J04 A prospective observational study of the frequency of single nucleotide polymorphisms (SNP) in patients with huntington’s disease (hd)

Abstract

Background Expansion of a cytosine-adenine-guanine (CAG) triplet repeat in the Huntingtin (HTT) gene causes HD through production and accumulation of mutant HTT (mHTT) protein, leading to progressive loss of neurons in the brain. The pathogenic CAG repeat has been linked to certain SNPs, allowing the possibility of targeting SNPs to lower mHTT protein without impacting wild-type HTT (wtHTT) protein, which is essential for neuronal development and homeostasis. Aim To determine the frequency of the thymine (T) variant of rs362307 (SNP1) or rs362331 (SNP2) on the same HTT allele as the pathogenic CAG triplet repeat expansion in patients with HD. Methods Across 7 US sites, HD patients (aged 25–65 years) with United HD Rating Scale Total Functional Capacity scores of 7–13 are eligible to enroll. Blood samples are collected at 1 clinic visit and processed in 3 steps at a central laboratory. The first step confirms the number and size of CAG repeats in DNA samples, using polymerase chain reaction and Bioanalyzer, respectively. The second step determines the presence of SNPs (heterozygosity) via Sanger sequencing. Finally, samples with CAG repeats ≥36 and SNP heterozygosity are assessed to determine whether the SNP is present (phased) on the mHTT allele using RNA samples and a long-range sequencing investigational assay.

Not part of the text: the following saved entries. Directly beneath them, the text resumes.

PR #253, opened 2022-10-21
fix: invoke pre-init track fns after attribution

### LINKED ISSUE #246: Web attributions are not set on events tracked before init

kevinpagtakhan:
### Summary

invoke pre-init track fns after attribution

Fixed #246 

### Checklist

### DIFF
--- a/packages/analytics-browser-test/test/index.test.ts
+++ b/packages/analytics-browser-test/test/index.test.ts
@@ -3,23 +3,7 @@ import { default as nock } from 'nock';
 import { success } from './responses';
 import 'isomorphic-fetch';
 import { path, SUCCESS_MESSAGE, url, uuidPattern } from './constants';
-import { PluginType, Response, Transport } from '@amplitude/analytics-types';
-import { BaseTransport } from '@amplitude/analytics-core';
-
-const mockWindowLocationFromURL = (url: URL) => {
-  window.location.href = url.toString();
-  window.location.search = url.search;
-  window.location.hostname = url.hostname;
-  window.location.pathname = url.pathname;
-};
-
-class DummyTransport extends BaseTransport implements Transport {
-  async send(): Promise<Response | null> {
-    return this.buildResponse({
-      code: 200,
-    });
-  }
-}
+import { PluginType } from '@amplitude/analytics-types';
 
 describe('integration', () => {
   const uuid: string = expect.stringMatching(uuidPattern) as string;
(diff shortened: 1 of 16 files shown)


packages/analytics-browser-test/test/index.test.ts
```diff
@@ -119,74 +103,122 @@ describe('integration', () => {
...
-        }),
-      );
-
-      expect(track).toHaveBeenCalledTimes(1);
-      expect(track).toHaveBeenCalledWith('Event Before Init');
-      expect(send.mock.invocationCallOrder[0]).toBe(1);
-      expect(track.mock.invocationCallOrder[0]).toBe(2);
+      await trackPromise;
+
+      expect(requestBody1).toEqual({
```
kevinpagtakhan, line 140: tests that attribution is sent before pre-init track calls

packages/analytics-browser/package.json
```diff
@@ -44,7 +44,7 @@
   },
   "dependencies": {
     "@amplitude/analytics-client-common": "^0.3.1",
-    "@amplitude/analytics-core": "^0.9.6",
+    "@amplitude/analytics-core": "0.9.6",
```
kevinpagtakhan, line 47: hard pins on core version

packages/analytics-core/src/core-client.ts
```diff
@@ -39,31 +40,12 @@ export class AmplitudeCore<T extends Config> implements CoreClient<T> {
   async _init(config: T) {
     this.config = config;
     this.timeline.reset();
-    await this.runQueuedPluginFunctions();
-    await this.runQueuedFunctions();
+    await this.runQueuedFunctions('q');
```
kevinpagtakhan, line 43: this queue includes non event emitting fns, like add, remove, setDeviceId, etc

packages/analytics-core/src/core-client.ts
```diff
@@ -29,7 +30,7 @@ export class AmplitudeCore<T extends Config> implements CoreClient<T> {
   // @ts-ignore
   timeline: Timeline;
   protected q: CallableFunction[] = [];
-  protected pluginQueue: CallableFunction[] = [];
+  protected dispatchQ: CallableFunction[] = [];
```
kevinpagtakhan, line 33: this queue includes only event emitting fns like track, identify, etc

packages/analytics-browser/src/browser-client.ts
```diff
@@ -74,20 +72,11 @@ export class AmplitudeBrowser extends AmplitudeCore<BrowserConfig> {
...
-    // Step 6: Track attributions
+    // Step 5: Track attributions
     await this.runAttributionStrategy(browserOptions.attribution, isNewSession);
 
-    // Step 7:
-    // Run queued functions
-    this.q = [...delayedQ, ...this.q];
-    await this.runQueuedFunctions();
+    // Step 6: Run queued dispatch functions
+    await this.runQueuedFunctions('dispatchQ');
```
kevinpagtakhan, line 79: dispatchQ only invoked after runAttributionStrategy

kevinpagtakhan:
@amplitude/dx I added comments on the significant code changes to highlight them, would love feedback specifically on those areas

dnshi (approved):

packages/analytics-core/src/core-client.ts
```diff
@@ -98,37 +80,57 @@ export class AmplitudeCore<T extends Config> implements CoreClient<T> {
...
+      this.q.push(this.remove.bind(this, pluginName));
       return;
     }
     return this.timeline.deregister(pluginName);
   }
 
-  async dispatch(event: Event) {
+  dispatchWithCallback(event: Event, callback: (result: Result) => void): void {
+    if (!this.config) {
+      return callback(buildResult(event, 0, CLIENT_NOT_INITIALIZED));
```
liuyang1520, line 99: If `config` is not ready (not initialized), this will resolve the promise with `CLIENT_NOT_INITIALIZED`. Are we just dropping these events? I am not sure how this handles the case when `track` is called before `runAttributionStrategy`, that the tracked event will be sent after identify. Could you elaborate more? Thanks!

kevinpagtakhan: `dispatchWithCallback` is designed to only be called when in `this.delayedQ` as this ensures that `this.config` is defined. I only added this case just in case it's ever called (but probably never will) and it will return this error so dev would see.

kevinpagtakhan: I also created `dispatchWithCallback` to create a way where `dispatch` can always return `Promise<Result>`. The alternative was to add to fn call to queue but return `undefined`, which I personally didn't like.

https://github.com/amplitude/Amplitude-TypeScript/blob/DXOC-244/packages/analytics-core/src/core-client.ts#L106-L108

liuyang1520 (approved):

Results A total of 203 HD patients have been enrolled and 199 DNA samples processed. All patients had confirmation of HD diagnosis with ≥36 CAG repeats (median, 44.36; range, 38–62). Heterozygosity was identified in 144 (72%) patients. Phasing results are available for 104 patients, of which, 88 (85%) had SNP1 (n=40), SNP2 (n=21), or both (n=27) present on the mHTT allele. Conclusions Results indicate that over 70% of HD patients have the targeted SNPs, which is consistent with previous reports. The ability to identify and target SNPs associated with the CAG repeat may allow personalized therapy. Final phasing results will be presented.